The results are very interesting!

Here are some images from the system, plus some small animations.

Spaced omni-directional microphones

In these images, the (virtual) signal was picked up by a pair of (virtual) omnidirectional microphones on either side of the origin, spaced 0.3m apart. This is neither a binaural recording (which would at least have the microphones a little closer together) nor the Blumlein Pair arrangement, but does seem to be representative of some types of purist stero recording.

The positions of the three sources during (virtual) recording are shown overlaid with the two speakers, plus the listener’s head and ears. Red indicates response to SRC0; green SRC1; and blue SRC2.

head_rotation

Effect of head rotation on perceived direction of sources based on inter-aural timing when listener is close to the ‘sweet spot’.

side_to_side

Effect of side-to-side movement of listener on perceived imaging based on inter-aural timing.

compound_movement

Compound movement of listener, including front-to-back movement and head rotation.

amplitude

Effect of listener movement on perceived image based on inter-aural amplitudes.

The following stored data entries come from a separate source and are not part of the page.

PR #3263, opened 2024-08-10
feat: Adding x,y,width and height inputs to position components on Dev Tools

erickzanardo:
# Description

Adds fields to allow developers to change the x, y, width and height of position components from the dev tools.

https://github.com/user-attachments/assets/70f6fe15-488c-4eb2-83bf-6cdc050526d8

## Checklist

- [x] I have followed the [Contributor Guide] when preparing my PR.
- [x] I have updated/added tests for ALL new/updated/fixed functionality.
- [x] I have updated/added relevant documentation in `docs` and added dartdoc comments with `///`.
- [x] I have updated/added relevant examples in `examples` or `docs`.

## Breaking Change?

- [ ] Yes, this PR is a breaking change.
- [x] No, this PR is not a breaking change.

## Related Issues

[Contributor Guide]: https://github.com/flame-engine/flame/blob/main/CONTRIBUTING.md
[Conventional Commit]: https://conventionalcommits.org
[CHANGELOG]: https://github.com/flame-engine/flame/blob/main/CHANGELOG.md

PR #3267, opened 2024-08-12
feat: Adding scale and angle to devtools attributes

erickzanardo:
# Description

Adds scaling and angle to the dev tools form. Also fix a caching issue that was presenting outdated values to the user.

## Checklist

## Breaking Change?

## Related Issues

### DIFF
--- a/packages/flame_devtools/lib/widgets/position_component_attributes_form.dart
+++ b/packages/flame_devtools/lib/widgets/position_component_attributes_form.dart
@@ -20,6 +20,10 @@ class PositionComponentAttributesForm extends ConsumerWidget {
       ),
     );
 
+    // We don't want to keep the attributes in cache since the user will most
+    // likely change them often.
+    ref.invalidate(positionComponentAttributesProvider(componentId));
+
     return attributesData.when(
       error: (e, s) => const Text(
         'Error loading component attributes',
@@ -36,6 +40,7 @@ class PositionComponentAttributesForm extends ConsumerWidget {
             Row(
               children: [
                 IncrementalNumberFormField<double>(
+                  key: Key('x_field_$componentId'),
                   label: 'X',
                   initialValue: attributes.x,
                   onChanged: (v) {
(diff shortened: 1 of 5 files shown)


luanpotter (approved):
LGTM

packages/flame_devtools/lib/widgets/position_component_attributes_form.dart
```diff
@@ -20,6 +20,10 @@ class PositionComponentAttributesForm extends ConsumerWidget {
       ),
     );
 
+    // We don't want to keep the attributes in cache since the user will most
+    // likely change them often.
+    ref.invalidate(positionComponentAttributesProvider(componentId));
```
spydon, line 25: Are there more places listening to this provider? Otherwise it will dispose itself once it's not listened to in the tree anymore. I think adding invalidate in the build method is probably not really how it's meant to be used.

erickzanardo: It is used only here. Do you have any suggestion on how to make this provider never cache? I couldn't find any alternative 🙃

spydon: When the widget leaves the tree the state is disposed if it is not listened to, so it shouldn't be cached if it is only used here? :thinking:

erickzanardo: I thought that too. But for some reason, the provider function is being executed only once per component, so if the user changed any values, selected a different component, then returned to the one they changed before, they would see the initial values before their changes, because somehow the provider were cached

spydon: Aaah, autodispose is missing from here:
https://github.com/flame-engine/flame/pull/3263/files#diff-d87cdf5db8e0f1fb3c312e7b2cd3425ca724554c5e01791cdd23033cc299dd42R5

erickzanardo: Right, changed to autoDispose and it is better now!

spydon (approved):
Lgtm!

Coincident directional microphones (Blumlein Pair)

Here, directional microphones are set at the origin at right angles to each other, as shown in the earlier diagram. They copy Blumlein’s description in the patent i.e. output is proportional to the cosine of angle of incidence.

blumlein_timing

Time-of-arrival based perception of direction as captured by a coincident pair of directional microphones (Blumlein Pair) and played back over stereo speakers, with compound movement of the listener.

blumlein_amplitude

A similar test, but showing perceived locations of the three sources based on inter-aural volume level

In no particular order, some observations on the results:

  • A stereo image based on time-of-arrival differences at the ears can be created with two spaced omni-directional microphones or coincident directional microphones. Note, the aim is not to ‘track’ the image with the user’s head movement (like headphones would), but to maintain stable positions in space even as the user turns away from ‘the stage’.
  • The Blumlein Pair gives a stable image with listener movement based on time-of-arrival. The image based on inter-aural amplitude may not be as stable, however.
  • Interaural timing can only give a direction, not distance.

  • A phantom mirror image of equal magnitude also accompanies the frontwards time-of-arrival-derived direction, but this would also be true of ‘real life’. The way this behaves with dynamic head movement isn’t necessarily correct; at some locations and listener orientations maybe the listener could be confused by this.

  • Relative volume at the two ears (as a ratio) gives a ‘blunt’ image that behaves differently from the time-of-arrival based image when the listener moves or turns their head. The plot shows that the same ratio can be achieved for different combinations of distance and angle so on its own it is not unambiguous.

  • Even if the time-of-arrival image stays meaningful with listener movement, the amplitude-based image may not.

  • Combined with timing, relative interaural volume might provide some cues for distance (not necessarily the ‘true’ distance).

  • No doubt other cues combining indirect ‘ambient’ reflections in the recording, comb-filtering, dynamic phase shifts with head movement, head-related transfer function, etc. are also used by the listener and these all contribute to the perception of depth.

  • The cues may not all ‘hang together’, particularly in the situation of movement of the listener, but the human brain seems to make reasonable sense of them once the movement stops.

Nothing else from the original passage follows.